• [EXERCISE PROMPT]: Retype each entry below exactly as it stands.
Start of RECORDED DATA
PR #419, opened 2024-04-11
Separate business and exchange types

plcplc:
### What

We want to be able to confidently evolve the configuration format without risk of accidentally changing the behavior of previous versions.

This PR has no user-observable change in behavior.

Introducing a new major version of the configuration format is now a much more well-defined task, which should consist most of just duplicating the entire `version3` module hierarchy and then introducing the new changes in the duplicated copy.

### How

In order to achieve this we duplicate the complete metadata type hierarchy into configuration crate and introduce functions that convert between the now separate exchange types and business types, and ensure that all logic that has to do with serialization only lives with the exchange types (the version types)

### DIFF
--- a/crates/configuration/src/configuration.rs
+++ b/crates/configuration/src/configuration.rs
@@ -4,13 +4,12 @@ use std::path::Path;
 
 use schemars::JsonSchema;
 use serde::{Deserialize, Serialize};
-use tokio::fs;
 
 use query_engine_metadata::metadata;
 
 use crate::environment::Environment;
 use crate::error::Error;
-use crate::values::{ConnectionUri, IsolationLevel, PoolSettings, Secret};
+use crate::values::{IsolationLevel, PoolSettings};
 use crate::version3;
 
 pub const CONFIGURATION_FILENAME: &str = "configuration.json";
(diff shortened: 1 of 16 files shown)


crates/configuration/src/configuration.rs
```diff
@@ -59,45 +58,6 @@ pub async fn parse_configuration(
...
-                }),
-        }?;
-    Ok(Configuration {
-        metadata: configuration.metadata,
-        pool_settings: configuration.connection_settings.pool_settings,
-        connection_uri,
-        isolation_level: configuration.connection_settings.isolation_level,
-        mutations_version: configuration.mutations_version,
-    })
+    // Try parsing each supported version in turn
```
SamirTalwar, line 61: I see you are predicting the future.

crates/configuration/src/version3/mod.rs
SamirTalwar, line 1: This is a very long way to say `coerce`.

SamirTalwar (approved):

crates/query-engine/metadata/src/metadata/mod.rs
```diff
@@ -4,27 +4,20 @@ pub mod database;
...
     pub composite_types: CompositeTypes,
-    #[serde(default)]
     pub native_queries: NativeQueries,
-    #[serde(default)]
     pub aggregate_functions: AggregateFunctions,
-    #[serde(default)]
     pub comparison_operators: ComparisonOperators,
-    #[serde(default)]
     pub type_representations: TypeRepresentations,
+    pub occurring_scalar_types: BTreeSet<ScalarType>,
```
soupi, line 22: This seems new. Who is this?

crates/configuration/src/version3/mod.rs
soupi: I think it would be nice to split up this module to a few topics and add docstring to each function. Perhaps a `parsing` directory with modules for each field in Metadata?

soupi (commented):
I think this is very nice! I like the separation between the types and the parsing. I think there's an opportunity for an easier to follow hierarchy and a few more docstrings. Also had a question about the introduction of a new field to Metadata.

crates/configuration/src/configuration.rs
plcplc: 🔮 Indeed

crates/configuration/src/version3/mod.rs
plcplc: Yeah, if it were haskell :-)

But at the very least what this gives you are concrete slots where you can make changes. If this PR had just been `convert_metadata = coerce` then the next guy wanting to change, say `ScalarType` to something non-coercible would have to make all these definitions anyway. :-)

plcplc: I think it would be nice to have most of these functions in a separate module yeah.
But I think that as long as most are simple 1:1 mappings it's nicer to have them in the same module for the locality it brings.

One thing I think is that a separate, named function for each type is superior to any other solution I can think of. We could have used e.g. `From`, and that would have worked while business and exchange types are congruent but breaks down once we want them not to be. And once one type conversion function needs access to specific context a trait has no advantage over a plain old function.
End of RECORDED DATA
• [OUTPUT OF THE TASK]:
PR #419, opened 2024-04-11
Separate business and exchange types

plcplc:
### What

We want to be able to confidently evolve the configuration format without risk of accidentally changing the behavior of previous versions.

This PR has no user-observable change in behavior.

Introducing a new major version of the configuration format is now a much more well-defined task, which should consist most of just duplicating the entire `version3` module hierarchy and then introducing the new changes in the duplicated copy.

### How

In order to achieve this we duplicate the complete metadata type hierarchy into configuration crate and introduce functions that convert between the now separate exchange types and business types, and ensure that all logic that has to do with serialization only lives with the exchange types (the version types)

### DIFF
--- a/crates/configuration/src/configuration.rs
+++ b/crates/configuration/src/configuration.rs
@@ -4,13 +4,12 @@ use std::path::Path;
 
 use schemars::JsonSchema;
 use serde::{Deserialize, Serialize};
-use tokio::fs;
 
 use query_engine_metadata::metadata;
 
 use crate::environment::Environment;
 use crate::error::Error;
-use crate::values::{ConnectionUri, IsolationLevel, PoolSettings, Secret};
+use crate::values::{IsolationLevel, PoolSettings};
 use crate::version3;
 
 pub const CONFIGURATION_FILENAME: &str = "configuration.json";
(diff shortened: 1 of 16 files shown)


crates/configuration/src/configuration.rs
```diff
@@ -59,45 +58,6 @@ pub async fn parse_configuration(
...
-                }),
-        }?;
-    Ok(Configuration {
-        metadata: configuration.metadata,
-        pool_settings: configuration.connection_settings.pool_settings,
-        connection_uri,
-        isolation_level: configuration.connection_settings.isolation_level,
-        mutations_version: configuration.mutations_version,
-    })
+    // Try parsing each supported version in turn
```
SamirTalwar, line 61: I see you are predicting the future.

crates/configuration/src/version3/mod.rs
SamirTalwar, line 1: This is a very long way to say `coerce`.

SamirTalwar (approved):

crates/query-engine/metadata/src/metadata/mod.rs
```diff
@@ -4,27 +4,20 @@ pub mod database;
...
     pub composite_types: CompositeTypes,
-    #[serde(default)]
     pub native_queries: NativeQueries,
-    #[serde(default)]
     pub aggregate_functions: AggregateFunctions,
-    #[serde(default)]
     pub comparison_operators: ComparisonOperators,
-    #[serde(default)]
     pub type_representations: TypeRepresentations,
+    pub occurring_scalar_types: BTreeSet<ScalarType>,
```
soupi, line 22: This seems new. Who is this?

crates/configuration/src/version3/mod.rs
soupi: I think it would be nice to split up this module to a few topics and add docstring to each function. Perhaps a `parsing` directory with modules for each field in Metadata?

soupi (commented):
I think this is very nice! I like the separation between the types and the parsing. I think there's an opportunity for an easier to follow hierarchy and a few more docstrings. Also had a question about the introduction of a new field to Metadata.

crates/configuration/src/configuration.rs
plcplc: 🔮 Indeed

crates/configuration/src/version3/mod.rs
plcplc: Yeah, if it were haskell :-)

But at the very least what this gives you are concrete slots where you can make changes. If this PR had just been `convert_metadata = coerce` then the next guy wanting to change, say `ScalarType` to something non-coercible would have to make all these definitions anyway. :-)

plcplc: I think it would be nice to have most of these functions in a separate module yeah.
But I think that as long as most are simple 1:1 mappings it's nicer to have them in the same module for the locality it brings.

One thing I think is that a separate, named function for each type is superior to any other solution I can think of. We could have used e.g. `From`, and that would have worked while business and exchange types are congruent but breaks down once we want them not to be. And once one type conversion function needs access to specific context a trait has no advantage over a plain old function.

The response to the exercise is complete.